By agata - Posted on 14 July 2011

“La música ha tenido a lo largo de la historia puntos en común con la matemática; en las grandes obras, en una observación más profunda, se descubren relaciones de proporcionalidad y lógica que, de manera consciente o intuitiva, guiaron a los compositores en su labor creativa. Muchas veces la intuición va por delante pero luego es la razón la que actúa y trabaja para dar cuerpo a la idea. Y a veces funciona alrevés“ afirma Carlos Satué, compositor y responsable, junto a su colega Carlos Frías, de la charla ‘Música y Matemática. Modelos compositivos a partir de geometrías fractales’.

Cualquier forma de cultura –es  más, cualquier realidad-, puede ser observada desde la óptica de la matemática. Esta particular visión del arte es la que han pretendido mostrar en el curso de verano de la Universidad del País Vasco (UPV-EHU): ‘Cultura con M de Matemáticas’, en la que se incluyó la sesión impartida por los dos compositores. Durante los días 12 y 13 de julio se han sucedido en Bilbao conferencias y mesas redondas donde se ha expuesto la estrecha relación entre las matemáticas y el mundo del arte y la cultura. “La arquitectura, la creación artística, la pintura, la escultura, el teatro, el cine o la literatura nos servirán de pretexto para cuestionarnos: ¿Dónde termina la matemática y empieza el arte?”, cuentan en el blog ztfnews los organizadores de las jornadas.

Además de aportar una mirada propia, en algunas ocasiones, la matemática se convierte en manos de los artistas en herramienta para generar nuevas vías de creación. En su viaje más allá de los límites de la ‘belleza’ o la ‘armonía’, propios de cada cultura concreta, abre nuevas puertas a la experimentación de formas inexploradas. En música, por ejemplo, el oyente está acostumbrado a pensar en la tonalidad clásica, “pero es un sólo subconjunto de todo lo que se puede crear”, describe Satué, “cuando intentas hacer algo de ese tipo resulta que se acaba pareciendo a algo anterior. No hay más; así que necesitas cambiar el concepto y empezar a buscar en otros campos. El sistema tradicional está agotado porque no es más que un hecho local, un caso particular de algo más grande.
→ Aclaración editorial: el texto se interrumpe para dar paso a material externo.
PR #1044, opened 2021-04-26
[DUOS-1226][risk=no] Update Roles Allowed Query

rushtong:
## Addresses
https://broadworkbench.atlassian.net/browse/DUOS-1226

## Changes
Minor update to the underlying query that gets a user's role names. Previously, with a case sensitive search, if the email address the user used to authenticate with is different from what was initially saved in our user table, then an authenticated user would experience 403 errors when hitting any `@RolesAllowed` endpoint. When that same authenticated user hit a `@PermitAll` endpoint, the APIs would respond correctly. This was because the role names query is a different code path from the `AuthUser` query. 

This PR: 
* Standardizes how we match on email
* Streamlines the role name query since we don't need full `UserRole`s for what we're doing, we only need the names
* Adds a test to ensure case doesn't matter when querying for roles

----

In all cases:

### DIFF
--- a/src/main/java/org/broadinstitute/consent/http/db/UserRoleDAO.java
+++ b/src/main/java/org/broadinstitute/consent/http/db/UserRoleDAO.java
@@ -27,7 +27,7 @@ public interface UserRoleDAO extends Transactional<UserRoleDAO> {
             "  INNER JOIN user_role ur ON ur.role_id = r.roleid " +
             "  INNER JOIN dacuser u ON u.dacuserid = ur.user_id " +
             "  WHERE LOWER(u.email) = LOWER(:email)")
-    List<String> findRoleNamessByUserEmail(@Bind("email") String email);
+    List<String> findRoleNamesByUserEmail(@Bind("email") String email);
 
     @UseRowMapper(DatabaseRoleMapper.class)
     @SqlQuery("select * from roles")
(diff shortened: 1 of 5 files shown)


src/main/java/org/broadinstitute/consent/http/db/UserRoleDAO.java
```diff
@@ -22,9 +22,12 @@
...
 
-    @SqlQuery("select * from roles r inner join user_role ur on ur.role_id = r.roleId  " +
-              "inner join dacuser u on u.dacUserId = ur.user_id where u.email = :email")
-    List<UserRole> findRolesByUserEmail(@Bind("email") String email);
+    @SqlQuery("SELECT DISTINCT name " +
+            "  FROM roles r " +
+            "  INNER JOIN user_role ur ON ur.role_id = r.roleid " +
+            "  INNER JOIN dacuser u ON u.dacuserid = ur.user_id " +
+            "  WHERE LOWER(u.email) = LOWER(:email)")
+    List<String> findRoleNamesByUserEmail(@Bind("email") String email);
```
rushtong, line 30: This is the meat of the PR

JVThomas (approved):
Can reproduce the bug locally by changing the casing on the saved user name table. PR now allows the user to log in with a case-insensitive email value.

Emails are usually handled in a case-insensitive manner, so it makes sense for us to do the same.

PR #1049, opened 2021-04-28
DUOS-1198[risk=no] DAR Cancel Not Allowed if Open/Approved/Denied elections exist

JVThomas:
Addresses [DUOS-1198](https://broadworkbench.atlassian.net/browse/DUOS-1198)

PR prevents researchers from canceling a submitted DAR if an election has been created for that DAR. New criteria is checked for in ```DataAccessRequestService.cancelDataAccessRequest```. Tests have also been updated to account for this new condition. 

In all cases:

### DIFF
--- a/src/main/java/org/broadinstitute/consent/http/resources/DataAccessRequestResource.java
+++ b/src/main/java/org/broadinstitute/consent/http/resources/DataAccessRequestResource.java
@@ -2,9 +2,7 @@ package org.broadinstitute.consent.http.resources;
 
 import com.fasterxml.jackson.annotation.JsonProperty;
 import com.google.inject.Inject;
-import freemarker.template.TemplateException;
 import io.dropwizard.auth.Auth;
-import java.io.IOException;
 import java.util.Arrays;
 import java.util.Collections;
 import java.util.List;
@@ -15,7 +13,6 @@ import java.util.stream.Collectors;
 import java.util.stream.Stream;
 import javax.annotation.security.PermitAll;
 import javax.annotation.security.RolesAllowed;
-import javax.mail.MessagingException;
 import javax.ws.rs.Consumes;
 import javax.ws.rs.ForbiddenException;
 import javax.ws.rs.GET;
@@ -34,7 +31,6 @@ import org.broadinstitute.consent.http.models.DataAccessRequest;
 import org.broadinstitute.consent.http.models.DataAccessRequestManage;
 import org.broadinstitute.consent.http.models.User;
 import org.broadinstitute.consent.http.models.darsummary.DARModalDetailsDTO;
-import org.broadinstitute.consent.http.models.dto.Error;
 import org.broadinstitute.consent.http.service.ConsentService;
 import org.broadinstitute.consent.http.service.DataAccessRequestService;
 import org.broadinstitute.consent.http.service.ElectionService;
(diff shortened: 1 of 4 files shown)


src/main/java/org/broadinstitute/consent/http/resources/DataAccessRequestResource.java
```diff
@@ -217,14 +213,8 @@ public Response describeDraftManageDataAccessRequests(@Auth AuthUser authUser) {
     public Response cancelDataAccessRequest(@Auth AuthUser authUser, @PathParam("referenceId") String referenceId) {
         validateAuthedRoleUser(Collections.emptyList(), authUser, referenceId);
         try {
-            List<User> usersToNotify = dataAccessRequestService.getUserEmailAndCancelElection(referenceId);
```
rushtong, line 220: This method is no longer used by any application code, just in tests. We can remove it from the service class. There are likely other unused methods as a result of removing this functionality.

src/main/java/org/broadinstitute/consent/http/resources/DataAccessRequestResource.java
```diff
@@ -217,14 +213,8 @@ public Response describeDraftManageDataAccessRequests(@Auth AuthUser authUser) {
...
             DataAccessRequest dar = dataAccessRequestService.cancelDataAccessRequest(referenceId);
-            if (CollectionUtils.isNotEmpty(usersToNotify)) {
-                emailNotifierService.sendCancelDARRequestMessage(usersToNotify, dar.getData().getDarCode());
```
rushtong, line 223: This method is no longer in use, we can remove it from the email service.

src/main/java/org/broadinstitute/consent/http/service/DataAccessRequestService.java
```diff
@@ -363,6 +364,11 @@ public DataAccessRequest cancelDataAccessRequest(String referenceId) {
         if (Objects.isNull(dar)) {
             throw new NotFoundException("Unable to find Data Access Request with the provided id: " + referenceId);
         }
+        List<Election> elections = electionDAO.findElectionsByReferenceId(referenceId);
+        if (!elections.isEmpty()) {
+            //Is this the right exception to use?
+            throw new IllegalArgumentException("Cancelling this DAR is not allowed");
```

Y nosotros queremos saber qué es eso más grande”. Satué y Frías encontraron, hace ya años, en la matemática, un vehículo para adentrarse en territorios desconocidos.

 

Carlos Sarué y Carlos Frías. Foto de Raúl Ibañez

Claro que, al salirse de ese recinto familiar, el resultado puede ser  un poco más complicado de apreciar. “Que algo sea o no ‘bueno’ depende mucho de la cultura que tú tengas, del tiempo que hayas estado moviéndote en ese campo, y puedas apreciar qué cosas sí tienen o no tienen interés, y en base a qué”, explica Satué. Para él, “lo que hace que una obra sea buena es la cohesión que hay en ella, entre los elementos que la componen. Y ahí está la matemática. La coherencia nos las da la matemática, el axioma inicial que imponemos, pero luego la intuición y el ‘espíritu’ ha de ir ‘corrigiendo’ dicho axioma devenido de la ‘razón pura’; el pensamiento musical así como los propios límites de la praxis interpretativa, han de estar presentes en el  desarrollo de la obra”.

Esta coherencia la vieron reflejada, por ejemplo, en los fractales. “Una de las grandes inquietudes de los compositores ha sido siempre buscar la máxima unidad posible en sus obras: que el todo esté relacionado con las partes. ¿Y qué nos da eso?: uno de los caminos que hemos encontrado es a través de los fractales”, dice Satué. Efectivamente, una de las características que definen este popular objeto matemático es que se aprecia lo mismo independientemente de la escala en la que se observe. La estructura se repite, de manera iterativa, hasta el infinito, encerrando una proporcionalidad y un complejo orden dentro de una apariencia caótica.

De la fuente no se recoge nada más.